Adenylate Cyclase 1 Links Calcium Signaling to CFTR-Dependent Cytosolic Chloride Elevations in Chick Amacrine Cells

Abstract

The strength and sign of synapses involving ionotropic GABA and glycine receptors are dependent upon the Cl− gradient. We have shown that nitric oxide (NO) elicits the release of Cl− from internal acidic stores in retinal amacrine cells (ACs); temporarily altering the Cl− gradient and the strength or even sign of incoming GABAergic or glycinergic synapses. The underlying mechanism for this effect of NO requires the cystic fibrosis transmembrane regulator (CFTR) but the link between NO and CFTR activation has not been determined.

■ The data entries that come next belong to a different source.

Issue #583, opened 2024-09-17
Update k-NN API specifications with 2.17 changes


ryanbogan:
In OpenSearch 2.17, k-NN made changes to various APIs, which have not yet been reflected in the specifications.  These changes include adding rescore and oversampling factor to a k-NN query, and adding mode and compression options during index creation and training models.

The API specifications need to be updated to be consistent with the current code in the k-NN repository.

PR #588, opened 2024-09-24
Update API specifications for k-NN 2.17 changes

ryanbogan:
### Description
This PR updates the API specifications to be consistent with changes released for k-NN in OpenSearch 2.17.
These changes include adding rescore and oversampling factor to a k-NN query, and adding mode and compression options during index creation and training models.

### Issues Resolved
https://github.com/opensearch-project/opensearch-api-specification/issues/583


CHANGELOG.md
```diff
@@ -158,6 +158,7 @@ Inspired from [Keep a Changelog](https://keepachangelog.com/en/1.0.0/)
 - Fixed tasks namespace schemas ([#520](https://github.com/opensearch-project/opensearch-api-specification/pull/520))
 - Fixed `/_plugins/_transform/_preview` ([#568](https://github.com/opensearch-project/opensearch-api-specification/pull/568))
 - Fixed create/delete/index operation in `_bulk` ([#582](https://github.com/opensearch-project/opensearch-api-specification/pull/582))
+- Update API specifications for k-NN 2.17 changes ([#588](https://github.com/opensearch-project/opensearch-api-specification/pull/588))
```
dblock, line 161: Can we get a little more specific of what the changes are? New APIs? Fixed responses?

e.g. "Added `mode` and `compression_level` to ..."

tests/default/_core/search/knn_disk_based.yaml
```diff
@@ -0,0 +1,71 @@
...
+        -  { "index": { "_index": "my-vector-index", "_id": "5" } }
+        -  { "my_vector_field": [ 5.5, 5.5, 5.5, 5.5, 5.5, 5.5, 5.5, 5.5 ], "price": 3.7 }
+        -  { "index": { "_index": "my-vector-index", "_id": "6" } }
+        -  { "my_vector_field": [ 6.5, 6.5, 6.5, 6.5, 6.5, 6.5, 6.5, 6.5 ], "price": 10.3 }
+        -  { "index": { "_index": "my-vector-index", "_id": "7" } }
+        -  { "my_vector_field": [ 7.5, 7.5, 7.5, 7.5, 7.5, 7.5, 7.5, 7.5 ], "price": 5.5 }
+        -  { "index": { "_index": "my-vector-index", "_id": "8" } }
+        -  { "my_vector_field": [ 8.5, 8.5, 8.5, 8.5, 8.5, 8.5, 8.5, 8.5 ], "price": 4.4 }
+        -  { "index": { "_index": "my-vector-index", "_id": "9" } }
+        -  { "my_vector_field": [ 9.5, 9.5, 9.5, 9.5, 9.5, 9.5, 9.5, 9.5 ], "price": 8.9 }
```
dblock, line 46: We plan to use these examples in documentation, so maybe rename the fields to be movie/books based. For example instead of `my_vector_field` it could just be called `recommendation_vector`, and `price` could remain `price` or be `duration`.

tests/default/_core/search/knn_disk_based.yaml
```diff
@@ -0,0 +1,71 @@
...
+    status: [200]
+epilogues:
+  - path: /my-vector-index
```
dblock, line 49: Use `movies` or `books`.

tests/default/_core/search/knn_disk_based.yaml
```diff
@@ -0,0 +1,71 @@
+$schema: ../../../../json_schemas/test_story.schema.yaml
```
dblock, line 1: Let's make a folder for these and match the relevant option name, so `knn/on_disc.yaml`.

dblock (changes requested):
Looking good.

1. Adopt the movies/books theme in the examples since we plan to use those in the documentation.
2. Add 2.17 to CI/CD.

dblock:
> @dblock Do I need to change the sha ref in the workflow file to get 3.0 to pass?

Yes, because that's `main` and your additions exist in a newer build.

If you have a moment, also check whether the build you're getting fixes https://github.com/opensearch-project/opensearch-api-specification/blob/4f8be9eb9a62ea86a3a864f732c6fc126e4554a6/tests/default/asynchronous_search/stats.yaml#L9 or similar checks that were disabled because main wasn't including a plugin.

.github/workflows/test-spec.yml
```diff
@@ -37,8 +37,6 @@ jobs:
           - version: 2.16.0
             tests: snapshot
           - version: 2.17.0
-            hub: opensearchstaging
-            ref: '@sha256:1273489ebbedcb470ea13563dae4c6dc6b2ed431e87e686ed931ae0733034b25'
```
dblock, line 41: Add the latest 2.18 from `opensearchstaging` (2.x) please.

ryanbogan:
Sure, I'll take a look

CHANGELOG.md
```diff
@@ -158,6 +158,7 @@ Inspired from [Keep a Changelog](https://keepachangelog.com/en/1.0.0/)
 - Fixed tasks namespace schemas ([#520](https://github.com/opensearch-project/opensearch-api-specification/pull/520))
 - Fixed `/_plugins/_transform/_preview` ([#568](https://github.com/opensearch-project/opensearch-api-specification/pull/568))
 - Fixed create/delete/index operation in `_bulk` ([#582](https://github.com/opensearch-project/opensearch-api-specification/pull/582))
+- Add mode and compression to k-NN index creation and search, and add rescore and oversample_factor to k-NN search ([#588](https://github.com/opensearch-project/opensearch-api-specification/pull/588))
```
dblock, line 161:
```suggestion
- Add `mode` and `compression` to k-NN index creation and search, and add `rescore` and `oversample_factor` to k-NN search ([#588](https://github.com/opensearch-project/opensearch-api-specification/pull/588))
```

spec/schemas/_common.yaml
```diff
@@ -656,6 +656,16 @@ components:
...
+        method_parameters:
+          type: object
+          x-version-added: '2.16'
+          additionalProperties:
+            type: number
+        rescore:
+          type: object
+          x-version-added: '2.17'
+          additionalProperties:
+            type: number
```
navneet1v, line 668: if I understand this correctly, the additionalProperties are more of a map whose values will always be of type number? correct?

if the above understanding is correct, then my worry is going forward we can add more parameters and those parameters might not be of number type. Can use some type like object or anything that can allow us to specify number, strings as additional parameter values in future.

@dblock thoughts?

ryanbogan: If we add them in the future, we can update this with:
```
anyOf:
  type:
    number
    string
    etc.
```

ryanbogan:
Looks like the asynchronous search tests are still failing on 3.0, will remove the version checks again

spec/schemas/_common.yaml
dblock: @navneet1v you're correct, and @ryanbogan is also correct, if the schema _today_ is a number, leave it as such, and tomorrow it can be extended when it can actually be something else.

dblock (approved):

spec/schemas/_common.yaml
dblock: Yes.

Here, we test the hypothesis that NO-dependent Ca2+ elevations activate the Ca2+-dependent adenylate cyclase 1 (AdC1) leading to activation of protein kinase A (PKA) whose activity is known to open the CFTR channel. Using the reversal potential of GABA-gated currents to monitor cytosolic Cl−, we established the requirement for Ca2+ elevations. Inhibitors of AdC1 suppressed the NO-dependent increases in cytosolic Cl− whereas inhibitors of other AdC subtypes were ineffective suggesting that AdC1 is involved. Inhibition of PKA also suppressed the action of NO. To address the sufficiency of this pathway in linking NO to elevations in cytosolic Cl−, GABA-gated currents were measured under internal and external zero Cl− conditions to isolate the internal Cl− store. Activators of the cAMP pathway were less effective than NO in producing GABA-gated currents. However, coupling the cAMP pathway activators with the release of Ca2+ from stores produced GABA-gated currents indistinguishable from those stimulated with NO. Together, these results demonstrate that cytosolic Ca2+ links NO to the activation of CFTR and the elevation of cytosolic Cl−.